:: Source data ::

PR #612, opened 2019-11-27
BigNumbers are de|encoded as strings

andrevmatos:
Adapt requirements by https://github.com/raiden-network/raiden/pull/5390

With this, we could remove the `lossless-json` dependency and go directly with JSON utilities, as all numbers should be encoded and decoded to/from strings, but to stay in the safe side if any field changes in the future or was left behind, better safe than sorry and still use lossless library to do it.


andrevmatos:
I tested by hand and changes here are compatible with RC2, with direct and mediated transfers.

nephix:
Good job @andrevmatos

:::
:: Source data ::

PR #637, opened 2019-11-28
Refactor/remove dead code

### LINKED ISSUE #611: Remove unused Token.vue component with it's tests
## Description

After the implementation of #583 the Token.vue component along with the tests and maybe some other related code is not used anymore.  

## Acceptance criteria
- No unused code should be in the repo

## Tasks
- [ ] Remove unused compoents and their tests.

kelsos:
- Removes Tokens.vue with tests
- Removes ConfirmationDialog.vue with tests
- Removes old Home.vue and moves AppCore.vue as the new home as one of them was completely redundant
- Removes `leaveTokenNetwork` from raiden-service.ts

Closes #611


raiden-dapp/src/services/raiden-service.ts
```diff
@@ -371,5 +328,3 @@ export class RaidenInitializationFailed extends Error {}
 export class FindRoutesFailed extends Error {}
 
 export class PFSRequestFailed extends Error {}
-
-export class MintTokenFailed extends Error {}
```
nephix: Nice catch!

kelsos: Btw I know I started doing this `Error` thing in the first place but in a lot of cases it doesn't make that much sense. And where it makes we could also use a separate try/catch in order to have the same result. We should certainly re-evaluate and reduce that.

:::

What is needed:
In the records above, find every line that contains the word "encoded" and copy it.

Task result:
BigNumbers are de|encoded as strings
With this, we could remove the `lossless-json` dependency and go directly with JSON utilities, as all numbers should be encoded and decoded to/from strings, but to stay in the safe side if any field changes in the future or was left behind, better safe than sorry and still use lossless library to do it.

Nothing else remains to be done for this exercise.